Closed form of function from recursive definition

The binomial coefficient-weighted sum on the right-hand side suggests using exponential generating functions. Define $f(0)=0$ and rewrite the given equation as $$ \sum_{j=0}^k \binom kj f(j) = (2^k-1)^n = \sum_{i=0}^n \binom ni (2^k)^i (-1)^{n-i} $$ (assuming $n$ is a nonnegative integer).

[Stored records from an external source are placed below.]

PR #1029, opened 2024-04-03
Set custom request header on all axios requests for easier debugging

brandenrodgers:
## Description and Context

Depends on: https://github.com/HubSpot/hubspot-local-dev-lib/pull/123

Sets a custom request header that will apply to all requests. This makes it easier for us to debug issues in our backend systems because it lets us link incoming requests to certain CLI versions.

I'm open to suggestions for better naming on the header.


packages/cli/bin/cli.js
```diff
@@ -110,9 +111,13 @@ const performChecks = argv => {
   }
 };
 
+const setRequestHeaders = () => {
+  addRequestHeader('X-Parent-User-Agent', `HubSpot CLI/${pkg.version}`);
```
m-roll, line 115: Is this a standard header?

Can this be `HubSpot CLI-lib/{version}`?

brandenrodgers:
Relevant supporting PR: https://github.com/HubSpot/hubspot-local-dev-lib/pull/123

packages/cli/bin/cli.js
brandenrodgers: Just to close the loop here, I updated this to use the existing `User-Agent` header (see my latest comment)

kemmerle (approved):
Tested and reviewed the code, everything is working great for me 👍

PR #1032, opened 2024-04-08
Update product updates URL

adamawang:
## Description and Context

Issue: https://git.hubteam.com/HubSpot/hubspot-cli-issues/issues/532

The existing product updates URL was updated to a new format following a UI redesign that went live in December '23. This PR updates all usages of the link to the new format. 

## TODO

none


brandenrodgers (approved):
Thanks for fixing this

PR #1034, opened 2024-04-10
Fixes after switching default branch from master to main

brandenrodgers:
## Description and Context

Just making a few updates in spots where we were directly referencing the master branch name

For anyone who works on the CLI, you can follow these steps to help resolve any default branch issues:
image

## Who to Notify

cc/ @adamawang @jsines just to let you know that the default branch has been updated


camden11 (approved):
Looks good!

PR #1035, opened 2024-04-11
Theme project dev

jsines:
## Description and Context

Adds projects support for theme previewing

Some updates to ContentFileMapper and DesignManagerApi now allow `.hubl.html` and for us to upload to the @projects directory within the preview buffer to mock the theme that's normally built with projects.

So the theme component still gets built with CmsThemePipeline normally with `hs project upload`, but for the dev server we route it through ContentFileMapper instead to avoid the build pipeline

The difference of behavior is enabled by simply running it within a projects directory; outside a project directory you'll be prompted for the normal `src` and `dest` for a traditional theme. Inside a projects directory you'll be prompted to choose a theme component in the project, or if you run it within the theme component itself you're not prompted at all and it just runs that one. 

Down the line it would be nice to further integrate this with `hs project dev`, but untangling some of the server setup / port selection / allowing multiple to run at the same time is a slightly bigger chunk of work and supporting it through this avenue I think is currently sufficient


packages/cli/lib/projectStructure.js
```diff
@@ -102,13 +104,14 @@ async function findProjectComponents(projectSourceDir) {
...
+        const isHublTheme = base === CONFIG_FILES[COMPONENT_TYPES.hublTheme];
 
         components.push({
           type: getTypeFromConfigFile(base),
           config: parsedAppConfig,
-          runnable: !isLegacy,
+          runnable: !isLegacy && !isHublTheme,
           path: dir,
         });
       }
```
jsines, line 117: @brandenrodgers @camden11 to confirm I'm not making a mistake in adding like this. Running the server through `hs project dev` is going to be a bit bigger chunk of work I'd like to avoid for the moment but I'm using this util to fetch components and then filter to just the theme components to select from - marking as not runnable here to prevent it from getting picked up by `hs project dev`, and then we have a check for the name property that _seems_ unnecessary & is filtering `theme.json`s because they don't have a `name` field

packages/cli/lib/prompts/previewPrompt.js
```diff
@@ -34,6 +34,24 @@ const previewPrompt = (promptOptions = {}) => {
   ]);
 };
 
+const previewProjectPrompt = async themeComponents => {
```
brandenrodgers, line 37: Would you mind updating this file's name to be a little more specific? Maybe something along the lines of `themePreviewPrompt`?

packages/cli/lib/projectStructure.js
brandenrodgers: This seems like it should be safe! tbh I can't remember why we added in the `name` check, but it's probably not necessary. There's a bunch of validation that we could be doing here to make sure the JSON files are formatted correctly and contain the required fields, but that work can all be done separately from this. You can keep what you have here 👍 

Also, I'm noticing the `parsedAppConfig` doesn't really make sense as a variable name anymore since now it can include themes. Feel free to update it to be something more generic if you'd like to.

TanyaScales (approved):

j-malt (approved):

PR #1037, opened 2024-04-16
Pass correct account ids in project dev init flow

brandenrodgers:
## Description and Context

We had an issue where the CLI was passing the incorrect target account ID to the local dev servers when running public apps. The problem is that we need to keep the `targetAccountId` pointed to the parent account for all of the validation checks because the project lives in the parent (developer) account, but the testing that we do actually happens in the developer test accounts.

I split the account variable in two so we have `targetProjectAccountId` and `targetTestingAccountId`


kemmerle (approved):
Reviewed and tested the changes, and things are working great for me

PR #1038, opened 2024-04-17
Remove unnecessary lang file key

brandenrodgers:
## Description and Context

Removing the top level `cli` key in our lang file because we don't need it. This just cuts down on a bit of the nesting and makes the file slightly easier to parse. It should have no effect on the CLI's logged output.


camden11 (approved):
Oooh this is a lot, but I went all the way through and didn't notice any typos. Should be good to merge once the conflicts are fixed

PR #1041, opened 2024-04-23
`hs project dev` supports developer test accounts not in config 

adamawang:
## Description and Context

Issue: https://git.hubteam.com/HubSpot/hubspot-cli-issues/issues/546

After feedback from last weeks bug bash, the expected behavior for `hs project dev` with an app developer account as default is to list all available developer test accounts including those that do not exist in the CLI config. 

In this PR, we fetch all dev test accounts for an app developer account and mix them into the choices available when prompted to select an account. We track that behind the scenes and if a user is to select an account not yet in the config, we prompt them to continue and have them manually generate/save a PAK. 

Confirmation message approved by Mark H: https://hubspot.slack.com/archives/C066MUYG1UH/p1713888899890209?thread_ts=1713886322.515959&cid=C066MUYG1UH

## Screenshots

Declining the confirmation:
Screenshot 2024-04-23 at 13 28 28

Full flow:
Screenshot 2024-04-23 at 13 29 10

## TODO

It does look a bit long on screen but I'm not sure if theres any way to shorten it. 

## Who to Notify

@shannon-lichtenwalter

### DIFF
--- a/packages/cli/commands/project/dev.js
+++ b/packages/cli/commands/project/dev.js
@@ -128,6 +128,8 @@ exports.handler = async options => {
 
     targetProjectAccountId = hasPublicApps ? parentAccountId : targetAccountId;
     targetTestingAccountId = targetAccountId;
+
+    // Only used for developer test accounts that are not yet in the config
     if (notInConfigAccount) {
       const useExistingDevTestAcct = await confirmUseExistingDeveloperTestAccountPrompt(
         notInConfigAccount
--- a/packages/cli/commands/project/dev.js
+++ b/packages/cli/commands/project/dev.js
@@ -22,7 +22,7 @@ const {
   validateProjectConfig,
 } = require('../../lib/projects');
 const { EXIT_CODES } = require('../../lib/enums/exitCodes');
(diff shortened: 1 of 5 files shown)


packages/cli/commands/project/dev.js
```diff
@@ -119,6 +129,37 @@ exports.handler = async options => {
...
+      const devTestAcctConfigName = await saveDevTestAccountToConfig(
+        env,
+        notInConfigAccount
+      );
+      logger.success(
+        i18n(`cli.lib.developerTestAccount.create.success.configFileUpdated`, {
+          accountName: devTestAcctConfigName,
+          authType: PERSONAL_ACCESS_KEY_AUTH_METHOD.name,
+        })
+      );
```
camden11, line 160: Trying to keep things as concise as possible within this file - could you move this logic to `lib/localDev`?

camden11 (approved):
Just tested and looks good otherwise

packages/cli/commands/project/dev.js
adamawang: yep was just thinking about this, will push that up in a bit

PR #1042, opened 2024-04-23
Fix issues with account flag + add clarification to new project warning

camden11:
## Description and Context
See https://git.hubteam.com/HubSpot/hubspot-cli-issues/issues/549
This does a few small things
* Fixes the `account` flag on both private and public app projects
* Adds an error if running a public app project with an account other than a developer test account
* Adds some clarification to the warning message when uploading a public app project - previously it said it didn't exist in the target account. For public apps, it needs to exist in the _parent_ of the target account.

## Screenshots
`--account` flag error
Screenshot 2024-04-23 at 4 48 38 PM

Upload warning
Screenshot 2024-04-23 at 4 48 22 PM

## Who to Notify
@brandenrodgers @kemmerle

### DIFF
--- a/packages/cli/commands/project/dev.js
+++ b/packages/cli/commands/project/dev.js
@@ -42,6 +42,7 @@ const {
   confirmDefaultAccountIsTarget,
   suggestRecommendedNestedAccount,
   checkIfAppDeveloperAccount,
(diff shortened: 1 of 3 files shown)


brandenrodgers (approved):
lgtm!

PR #1043, opened 2024-04-24
Bumping the local-dev-lib dep version to 1.0.1

brandenrodgers:
## Description and Context

Bumping the CLI's dep on local-dev-lib to version 1.0.1. Switching the pattern to specify exact dep version so that we can have more control over it.


kemmerle (approved):
:shipit:

PR #1049, opened 2024-04-26
Fixing account id references for public app local dev

brandenrodgers:
## Description and Context

This fixes a few different small edge-case bugs, all related to local dev for public apps:
- We were showing the incorrect account id in the prompt when the user edits a configuration file while local dev is running
- We were showing the incorrect account to upload to when there is no deployed build for the project in the target account
  - This only shows when the project exists in the account, but there are no builds (repro by uploading a broken project)
- Fixing JS error when default account is a dev test account, and the parent dev account has not been configured in the CLI

## Screenshots

WIP copy for the message to tell the user that they need to configure their Developer Account:
image

## Who to Notify

cc/ @markhazlewood for input on copy

### DIFF
--- a/packages/cli/commands/project/dev.js
+++ b/packages/cli/commands/project/dev.js
@@ -22,7 +22,11 @@ const {
   validateProjectConfig,
 } = require('../../lib/projects');
 const { EXIT_CODES } = require('../../lib/enums/exitCodes');
-const { uiBetaTag } = require('../../lib/ui');
+const {
+  uiAccountDescription,
+  uiBetaTag,
+  uiCommandReference,
+} = require('../../lib/ui');
 const SpinniesManager = require('../../lib/ui/SpinniesManager');
 const LocalDevManager = require('../../lib/LocalDevManager');
 const {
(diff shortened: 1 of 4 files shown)


packages/cli/commands/project/dev.js
```diff
@@ -104,12 +108,30 @@ exports.handler = async options => {
...
+              `hs auth --account=${accountConfig.parentAccountId}`
+            ),
+          })
+        );
+        process.exit(EXIT_CODES.ERROR);
+      }
+      targetProjectAccountId = accountConfig.parentAccountId;
+    } else {
+      targetProjectAccountId = accountId;
+    }
```
camden11, line 134: I think this could be pulled into `lib/localDev`

camden11 (approved):
LGTM, one minor suggestion

packages/cli/commands/project/dev.js
brandenrodgers: @camden11 just to clarify, which part do you think should be pulled in? All this logic is really doing is checking to see if the parent account exists in the config or not.

brandenrodgers: I spent a little time trying to do this, but I couldn't get something I was happy with. There are so many args that need to be passed into the abstracted util that it ends up not feeling very valuable. I'm going to merge this as-is, but feel free to tweak this later on if you can think of a cleaner format for it!

packages/cli/lang/en.lyaml
```diff
@@ -479,6 +479,7 @@ en:
             errors:
               noProjectConfig: "No project detected. Please run this command again from a project directory."
               invalidProjectComponents: "Projects cannot contain both private and public apps. Move your apps to separate projects before attempting local development."
+              parentAccountNotConfigured: "To develop this project locally, run {{ authCommand }} to authenticate the App Developer Account {{ accountId}} associated with {{ accountIdentifier }}."
```
brandenrodgers, line 482: cc/ @adamawang for 👍 on the copy here

packages/cli/lang/en.lyaml
```diff
@@ -479,6 +479,7 @@ en:
             errors:
               noProjectConfig: "No project detected. Please run this command again from a project directory."
               invalidProjectComponents: "Projects cannot contain both private and public apps. Move your apps to separate projects before attempting local development."
+              parentAccountNotConfigured: "To develop this project locally, run {{ authCommand }} to authenticate the App Developer Account {{ accountId }} associated with {{ accountIdentifier }}."
```
adamawang, line 482: 💎 works for us!

PR #1181, opened 2024-09-23
chore: Convert ATs to Vitest

joe-yeager:
## Description and Context

- Updates the Acceptance tests to use `vitest` 
- Refactors the acceptance tests to be self contained so they can be safely ran in parallel
- Updates the test suites to run in parallel
- Updates the acceptance tests to no longer open a browser when `open` is called

## Who to Notify


acceptance-tests/README.md
```diff
@@ -4,7 +4,7 @@ This project tests our CLI's `hs <*>` commands as if they were being used by an
 
 ## Getting Started
 
-The main test execution is kicked off by running `yarn test-cli` from the root of `hubspot-cli`. This will run the `run-tests` script which itself is a CLI, so to see the available options, you can `run-tests --help`. This was done so that the tests can be installed against any given version of the CLI and tested against it. In addition, it was done to keep the test logic separated from the CLI library.
+The main test execution is kicked off by running `yarn test-cli` from the root of `hubspot-cli`. This will run the `setup.ts` script which itself is a CLI, so to see the available options, you can `setup.ts --help`. This was done so that the tests can be installed against any given version of the CLI and tested against it. In addition, it was done to keep the test logic separated from the CLI library.
```
joe-yeager, line 7: TODO: Fix these, these were updated by refactoring

package.json
```diff
@@ -25,7 +25,7 @@
     "publish-release": "branch=$(git rev-parse --abbrev-ref HEAD) && [ $branch = main ] && yarn lerna publish --conventional-graduate --exact || echo 'Error: New release can only be published on main branch' >&2",
     "publish-prerelease": "branch=$(git rev-parse --abbrev-ref HEAD) && [ $branch = main ] && yarn lerna publish prerelease --preid beta --dist-tag next --exact || echo 'Error: New release can only be published on main branch' >&2",
     "test": "jest",
-    "test-cli": "cd acceptance-tests && yarn test-headless --stream",
+    "test-cli": "yarn --cwd 'acceptance-tests' test-ci",
```
joe-yeager, line 28: The `--cwd` sets the `cwd` of the `yarn` command so we don't need to `cd`

acceptance-tests/vite.config.ts
```diff
@@ -0,0 +1,12 @@
+/// <reference types="vitest" />
+import { defineConfig } from 'vite';
+
+export default defineConfig({
+  test: {
+    environment: 'node',
+    include: ['./tests/**/*.spec.ts'],
+    exclude: ['./lib/**/*'],
+    testTimeout: 30000,
+    hookTimeout: 20000,
```
joe-yeager, line 10: I doubt the tests should take this long, I just went a little high to prevent false positives

acceptance-tests/lib/cmd.ts
```diff
@@ -37,53 +36,46 @@ function createProcess(cliPath, cliVersion, args = [], env = null) {
...
   if (!Array.isArray(inputs)) {
     opts = inputs;
     inputs = [];
   }
 
-  if (global.config.headless) {
-    opts.env = { BROWSER: 'none' };
-  }
+  // Prevent the browser from opening when `open` is called
+  opts.env = { BROWSER: 'none' };
```
joe-yeager, line 61: I removed the check for the `headless` config value, because I can't think of why we would want to open browser windows.  We don't plan on interacting with them from the tests and all it does is make your system borderline unusable for the duration of the tests.

acceptance-tests/lib/env.ts
```diff
@@ -66,7 +51,7 @@ const getTestConfig = () => {
   }
 
   if (!config.cliPath && !config.cliVersion) {
-    const defaultPath = path.join(process.cwd(), DEFAULT_CLI_PATH);
```
joe-yeager, line 69: `DEFAULT_CLI_PATH` was only used in one place and it's relative to the `cwd`, so it seem to make more sense to just inline it.

acceptance-tests/package.json
```diff
@@ -27,10 +30,10 @@
     "concat-stream": "^2.0.0",
     "cross-spawn": "^7.0.3",
     "dotenv": "^8.2.0",
-    "jasmine": "^3.7.0",
-    "jasmine-terminal-reporter": "^1.0.3",
     "js-yaml": "^4.0.0",
     "rimraf": "^3.0.2",
+    "uuid": "^10.0.0",
```
joe-yeager, line 35: Add the `uuid` lib to help with file name randomization

acceptance-tests/lib/testState.ts
```diff
@@ -0,0 +1,65 @@
+import { getTestConfig } from './env';
+import { createCli } from './cmd';
+import { CLI, TestConfig } from './types';
+import { getInitPromptSequence } from './prompt';
+import { existsSync, readFileSync, writeFileSync } from 'fs';
+import yaml from 'js-yaml';
+import rimraf from 'rimraf';
+import { v4 as uuidv4 } from 'uuid';
+
+export class TestState {
```
joe-yeager, line 10: This is a helper class to manage all of the state needed to be able to run the tests.  It helps to segment the tests so they all have their own copy of the test state and can run in isolation from one another.  It handles the generation of a config file with a semi-randomized name so file system collisions should not happen between tests.

.gitignore
```diff
@@ -12,3 +12,11 @@ npm-debug.log.*
...
 coverage
 .env
+
+# HubSpot config file
+hubspot.config.yml
+
+
+# Acceptance Tests
+acceptance-tests/my-project
+acceptance-tests/*.yml
```
brandenrodgers, line 22: Good call 👍

.gitignore
```diff
@@ -12,3 +12,11 @@ npm-debug.log.*
 .DS_Store
 coverage
 .env
+
+# HubSpot config file
+hubspot.config.yml
```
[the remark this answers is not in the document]
joe-yeager: I don't remember adding this 🤔 I'll remove it haha

acceptance-tests/lib/testState.ts
```diff
@@ -0,0 +1,65 @@
...
+  private parsedYaml: ReturnType<yaml.load>;
+
+  constructor() {
+    this.config = getTestConfig();
+    this.cli = createCli(this.config);
+    this.testConfigFileName = `hs-acceptance-test.config-${uuidv4()}.yml`;
+  }
+
+  getPAK(): string | undefined {
+    return this.config?.personalAccessKey;
```
brandenrodgers, line 23: I'm seeing a few TS errors for invocations of this because some utils require string and this returns string | undefined. One example is [here](https://github.com/HubSpot/hubspot-cli/pull/1181/files#diff-a585f4efe83b1715f0e5085c2e8bec8e25c2fb3a78d31ab21c5ace7cc24b210dR23).

joe-yeager: https://github.com/HubSpot/hubspot-cli/pull/1181/commits/e0704fd48bdcfcb72c5a1bc0bcfa92dfd98b6c1f

acceptance-tests/lib/env.ts
```diff
@@ -1,13 +1,9 @@
...
+import * as dotEnv from 'dotenv';
+import { existsSync } from 'fs';
+import { TestConfig } from './types';
 
-let dotEnvConfig;
-
-(() => {
-  dotEnvConfig = dotEnv.config({ path: path.join(__dirname, '../.env') });
-})();
+let dotEnvConfig = dotEnv.config({ path: path.join(__dirname, '../.env') });
```
camden11, line 6: nit: doesn't look like this gets reassigned anymore

acceptance-tests/tests/list.spec.ts
```diff
@@ -0,0 +1,24 @@
...
+    testState = new TestState();
+    await testState.withAuth();
+  });
+
+  afterAll(() => {
+    testState.cleanup();
+  });
+
+  it('should print the correct output', async () => {
+    let val = await testState.cli.execute([
```
camden11, line 18: this should also be `const`

camden11 (commented):
Nice! This seems like such a huge upgrade. Everything here looks good to me aside from a few tiny things. 

I'm having trouble getting these to run locally. Is there anything special you need to do? Ran `yarn` and `yarn test` but getting errors

```
Error: Invalid process path hs
```

camden11 (approved):

package.json
brandenrodgers: Should we make it so that we can also run the other variations of the acceptance tests from the root of the project? Like the QA and debug ones, for example

joe-yeager: Good call, I like that

brandenrodgers (approved):
This lgtm! We chatted about this already, but just a reminder that this will cause our "latest publish" tests to fail because it makes them run correctly and there's a bug in `hs project create`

Multiplying both sides by $x^k/k!$ and summing over $k$ yields the exponential generating function identity \begin{align*} \sum_{k=0}^\infty \frac{x^k}{k!} \sum_{j=0}^k \binom kj f(j) &= \sum_{k=0}^\infty \frac{x^k}{k!} \sum_{i=0}^n \binom ni (2^k)^i (-1)^{n-i} \\ &= \sum_{i=0}^n (-1)^{n-i} \binom ni \sum_{k=0}^\infty \frac{(2^ix)^k}{k!} = \sum_{i=0}^n (-1)^{n-i} \binom ni e^{2^ix}. \end{align*} For the left-hand side, we use the fundamental convolution identity $$ \biggl( \sum_{k=0}^\infty a_k \frac{x^k}{k!} \biggr) \biggl( \sum_{k=0}^\infty b_k \frac{x^k}{k!} \biggr) = \sum_{k=0}^\infty \biggl( \sum_{j=0}^k \binom kj a_j b_{k-j} \biggr) \frac{x^k}{k!} $$ with $a_j = f(j)$ and $b_j=1$, so that $$ \sum_{k=0}^\infty \frac{x^k}{k!} \sum_{j=0}^k \binom kj f(j) = \biggl( \sum_{k=0}^\infty f(k) \frac{x^k}{k!} \biggr) \biggl( \sum_{k=0}^\infty \frac{x^k}{k!} \biggr) = e^x \sum_{k=0}^\infty f(k) \frac{x^k}{k!}. $$ We conclude that $$ \sum_{k=0}^\infty f(k) \frac{x^k}{k!} = e^{-x} \sum_{i=0}^n (-1)^{n-i} \binom ni e^{2^ix} = \sum_{i=0}^n (-1)^{n-i} \binom ni e^{(2^i-1)x}. $$ Comparing Maclaurin coefficients then gives $$ f(k) = \sum_{i=0}^n (-1)^{n-i} \binom ni (2^i-1)^k. $$ Note that this is consistent with the formulas in Raymond Manzoni's answer.